サイトへ戻る

Keyboard Workshop#1 at DIMPLES

フェンダーローヅピアノやロータリースピーカーの実物を味わい学ぶワークショップのレポート

· 音楽雑感

仙台市青葉区木町通りにライヴハウス「DIMPLES」さんがある。極上コンディションのフェンダーローヅピアノとロータリースピーカーが現役で稼働している希有なライヴハウスである。今となっては珍しいこのふたつのヴィンテージレジェンド楽器を生かした鍵盤奏者のためのワークショップが開催され、服部はアドバイザーとしてお声がけいただき参加した。詳細をレポートする。

Keyboard Workshop
2023年11月10日(金)19:30-21:30
Live Music Cafe Dimples
参加料2,500円(Drink,Food別)

broken image

上掲フライヤーに書かれているように、このワークショップはシンセサイザーのプログラムでしかローヅやオルガンを知らない鍵盤奏者に、オリジナルが如何に表現力豊かな楽器であるかを体験してもらうことが趣旨である。そのためには楽器の来歴のレクチャーや、自身の演奏時の具体的な奏法やアプローチのヒントのアドバイスも盛り込んだ。私は今回の件で初めてDIMPLESさんに足を踏み入れたのだが、ローヅピアノにせよロータリースピーカーにせよ、そのコンディションに大感激した。聞けば店長横松直人さんはヴィンテージフェンダーギターアンプマニアで、いきおい電気回路を含めたリペア、メインテナンスに精通することになったらしい。その延長でローヅやロータリーのコンディションも保たれているのだ。ローヅはMk2あるいはMk3。
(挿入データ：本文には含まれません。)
Issue #4316, opened 2021-03-08
E2E Docker image is too big


pebrc:
Building and pushing a e2e docker image I noticed that it has grown to 2 GB in size. Most of it seems to be the Go module dependency cache. 

I wonder if we could just build the test binaries and just add the compiled binary which presumably is much much smaller in size. The disadvantage is of course that we have to build a separate image for each test run but I think that is already the case.
![Screenshot 2021-03-08 at 14 01 44](https://user-images.githubusercontent.com/697790/110325588-d02ac880-8017-11eb-88b9-d2f9bd9f4803.png)

pebrc:
I did a few experiments with `go test -c -tags e2e -json $PKG` and it looks like we could bring down the size to about 400M based on our current tests:

```
 50M	agent.test
 50M	apm.test
 50M	beat.test
 50M	e2e.test
 46M	elasticsearch.test
 50M	ent.test
 50M	es.test
 50M	kb.test
396M	total
```

One issue to keep in mind is that the we are currently relying on relative paths to checked out configs e.g. for the sample tests that break when pre-compiling the test unless we copy the samples into the image as well.

PR #4377, opened 2021-03-24
E2E: precompile tests for a smaller Docker image

pebrc:
I am not 💯 convinced that it is an improvement as we trade off slower compile time (~ 15 minutes on my machine as we have to build per package) vs smaller image size. 

TODO: 
* directory structure in the `test` package is somewhat inconsistent, we could save a couple of 100M by excluding all the test infrastructure from the build + moving the `cmd` bits into the test infra package + closing build tag gaps
* the chaos job should not be part of the e2e command imo but belongs to the test runner 
* It would be good if we could compile all tests into a single binary (something go tools don't support out of the box)
* Rebase once https://github.com/elastic/cloud-on-k8s/pull/4352 is merged

Fixes https://github.com/elastic/cloud-on-k8s/issues/4316


pebrc:
Closing this until we find time to bring this to completion.

PR #4385, opened 2021-03-26
Improve Stack version update script

thbkrkr:
The current script `hack/update-samples-stack-version.sh` is buggy:
- the pattern `[0-9]+\.[0-9]+\.[0-9]` is too open and upgrades a package version in an agent recipe.
- the script is not exhaustive either and we regularly miss versions (because at first it was created to just update the samples)

This commit changes the way things work by replacing the existing version with the new version, rather than using a pattern and also makes the change in the missing files.

Relates to #3612.


hack/update-stack-version.sh
```diff
@@ -0,0 +1,35 @@
...
+
+set -eu
+
+# Elastic Stack versions
+PREVIOUS_VERSION="$1"
+NEW_VERSION="$2"
+
+# Use the "-i.bak" trick to be compatible with both Linux and OSX
+bump_version() {
+	sed -i.bak -E "s|${PREVIOUS_VERSION}|${NEW_VERSION}|g" "$1"
```
charith-elastic, line 20: One minor issue with this is that `update-stack-version.sh 7.11.2 7.12.0` will also replace `791192` (or any similar string) with `7.12.0` as well. Not sure whether it's worth worrying about though.

It'd be nice to have a usage message when the script is invoked without any arguments. Maybe that can show how to escape the version to avoid the above problem. (`update-stack-version.sh 7\.11\.2 7.12.0`)

charith-elastic (approved):
LGTM

hack/update-stack-version.sh
thbkrkr: Good point. I will add a usage message.

I don't want to make the script to complicated by adding validation. Especially in bash, it quickly becomes a hassle to validate `\.` .

But now I'm thinking that we could derive the previous version to escape the dots. It doesn't sound so bad.

```sh
previous_version() {
	grep STACK_VERSION Makefile | grep -Eo "[0-9]+\.[0-9]+\.[0-9]+" | sed "s|\.|\\\.|g"
}
```

thbkrkr: Back from WE, I wonder: why not rewrite the script in Go?

charith-elastic: I think the shell utilities are highly optimized for this problem and anything we write ourselves will require a lot of work to deal with edge cases and performance (evidenced by "I re-implemented X in Y" articles).  So it's probably not worth the effort? The chances of there being a string like `791192` in the code is pretty unlikely, and if it does happen, hopefully it would be very obvious from a quick glance through the diff.

thbkrkr: Yes, let's stay there, it's already an improvement.

PR #5760, opened 2022-06-09
Helm Chart for ECK Resources - Enabled Topology option

naemono:
Attached is the another iteration of solving #5505. This version is using enabled topology option, discussed in #5505, which shows how this option also adds more complexity to the templating.


naemono:
Agreed in a discussion that the simpler approach of exposing the direct nodesets makes the templating much simpler, as described in #5736, #5717, and #5730, and this approach should not be taken.  Closing.

PR #5768, opened 2022-06-13
E2E: Do not leak continuous health check go routine

### LINKED ISSUE #5767: E2E error while creating the Elasticsearch client
We have error messages like the following in our e2e test recently, even long after the corresponding test `TestMutationNodeSetReplacementWithChangeBudget` has finished: 

```
error while creating the Elasticsearch client: secrets "test-1-change-budget-f27z-es-elastic-user" not found.
```

The underlying issue is that we are leaking a go routine that we spawn to monitor the cluster health during a mutation:

The go routine is created based on the result of 

https://github.com/elastic/cloud-on-k8s/blob/678092d5357c395751544c6c3489c49735986a79/test/e2e/test/elasticsearch/steps_mutation.go#L89

and it is terminated depending on evaluating the same function again a few lines below here:

https://github.com/elastic/cloud-on-k8s/blob/678092d5357c395751544c6c3489c49735986a79/test/e2e/test/elasticsearch/steps_mutation.go#L143

Now you could reasonably expect that function to return the same value for the same inputs but unfortunately it returns `false` on the first run and `true` on the second run thereby skipping the termination of the go routine.

The underlying reason took me a while to track down but it is caused because in between the two calls we update the Elasticsearch resource with the builder in this call 

https://github.com/elastic/cloud-on-k8s/blob/678092d5357c395751544c6c3489c49735986a79/test/e2e/test/elasticsearch/steps_mutation.go#L66

which has a sideeffect on the Elasticsearch object in that It apparently marshals/unmarshals the object. The `ucfg.Config` object does lose type information during this process (everything is an `interface` afterwards and the `DeepEqual` comparison here 
https://github.com/elastic/cloud-on-k8s/blob/cebc0f33f101555c7d94f1f3f4d5b9b9358d4e2d/test/e2e/test/elasticsearch/builder.go#L561

is no longer true. 

To fix this I think we should always make a defensive copy before using the object in the `Update` function of the k8s client and we should probably use a shared variable to control both the start and stop of the go routine.

pebrc:
Fixes #5767

### DIFF
--- a/test/e2e/test/elasticsearch/steps_mutation.go
+++ b/test/e2e/test/elasticsearch/steps_mutation.go
@@ -60,7 +60,9 @@ func (b Builder) UpgradeTestSteps(k *test.K8sClient) test.StepList {
 				for k, v := range b.Elasticsearch.Annotations {
 					curEs.Annotations[k] = v
 				}
-				curEs.Spec = b.Elasticsearch.Spec
+				// defensive copy as the spec struct contains nested objects like ucfg.Config that don't marshal/unmarshal
+				// without losing type information making later comparisons with deepEqual fail.
+				curEs.Spec = *b.Elasticsearch.Spec.DeepCopy()
 				// may error-out with a conflict if the resource is updated concurrently
 				// hence the usage of `test.Eventually`
 				return k.Client.Update(context.Background(), &curEs)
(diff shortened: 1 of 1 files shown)


naemono (approved):
Yeah not seeing any downside to this approach. Nice catch.

PR #5769, opened 2022-06-14
Update note about self stack-monitoring

thbkrkr:
Updates stack-monitoring doc since ECK 2.2.0 self-monitoring is possible.


barkbay (approved):
LGTM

大幅に改造されたものをさらにリペアした個体であることと、私自身がローヅピアノにあまり詳しくないのでモデルを特定できず(マニアの方々、申し訳ない)。ただ由来ははっきりしていて、某有名国内バンドの鍵盤奏者だった方の遺品である。一方のロータリースピーカー、由来は詳しく伺っていないが、実際に音を出すと由来やメカニズムなんかどうでも良くなってしまう。ドライブするのはHAMMOND XK-1c。物理ドローバーがちゃんと装備されているので、少なくともバンドアンサンブルの中のオルガンパートを担う分には最低限のことはできる。

broken image

ワークショップのメニューは大きく分けて3つのパートに分かれている。趣旨説明や各楽器・機材のレクチャー、ホストバンドによるデモ演奏。そして参加者ひとりひとりが10分の持ち時間で好きなように楽器に触れる時間。締めのデモ演奏が終わると、参加者入り乱れての大セッションタイムという三部構成。ホストバンドはこのワークショップの企画者でもある山本直子さんと宍戸直子さんにドラマー山崎楽さんに加わってもらった。お三方ともDIMPLES常連、関係者という方々である。デモ演奏では如何にもローズならでは、オルガンならではという曲をピックアップして、どちらも服部が担当。特に締めの深紫バンドの湖上の煙りでは、私、大音量で好き勝手弾かせていただき、久しぶりにグリッサンド大会になったので右手指がボロボロになってしまった。でもフルドローバーにオーバードライブ+ロータリースピーカーで弾くジョン・ロード大先生のマネっこは、問答無用でテンション爆上がり。シアワセ。

broken image

参加人数上限は10名前後とし、老若男女9名(内見学者1名)から申し込みがあった。それでも実際に楽器に触る時間として10分を用意するとなれば、それだけで80分になってしまう。ひとり10分が十全とは思わないが、その時間で納得できなかったとしても、最後のセッションタイムで実演の中で様々にヒントを掴めたことと思う。意外だったのはご自分の順番が来るとまずローヅに向かう参加者がほとんどだったこと。オルガンって若い人には本当に未知の楽器なのだなぁと改めて思った。普段演奏する音楽によってはオルガンサウンドは縁遠いものなのかもしれない。増してや音色作りの方法がまったくわからないとなれば、触る気も起こらないのは自然の成り行きか……。ドローバーの仕組みや歴史的背景を説明すると初めておそるおそる音を出してくれるようになったが、じゃあどんなフレーズを弾けば良いのか、という次の関門がある。

broken image
broken image

一方で10名弱しかいない参加者が、鍵盤奏者として文字通り十人十色だったことは素晴らしい。もちろんキャリアも違う。普段の自分の演奏にこういう楽器をどう導入すれば良いか悩んでいる人もいるし、すでにローヅの実機を購入済、Tipsが知りたいなんて剛の者もいる。クラシックのレッスンは充分積んでいるがバンド演奏の中でどう応用すれば良いか試行錯誤している人もいる。そういう人たちがひとつの会場で楽器へのアプローチを披露しあうのだから、それだけでも相当な情報交換になる。そもそも鍵盤奏者には鍵盤奏者の友達が少ないものだ。鍵盤楽器奏者の交流機会という意味でも、このワークショップは有益だった。

broken image

いやらしくも鍵盤ハーモニカを秘かに持ち込み、セッションタイムには遊んでいただいた

初めは緊張していたであろう参加者が、最後のセッションタイムには良い笑顔になり、弾くのも聴くのも楽しいという雰囲気になったのはとても嬉しい。ワークショップの内容そのものはさらにブラッシュアップして回数を重ねていきたい。直子さんと楽さんはセッションタイムを含めて演奏しっぱなしでお疲れさまでした。素子さんは当日体調不良で欠席せざるを得なかった横松店長に代わって、PAからキッチンから記録撮影から湖上の煙りのヴォーカルまで(!)大活躍。本当にありがとうございました。何よりも勇気を出して参加してくれたみなさん、本当にありがとうございました。願わくば講師と参加者ではなく、ミュージシャンシップに則ってこれから末長くお付き合いいただければこれほど嬉しいことはありません。またどこかのステージでお会いしましょう。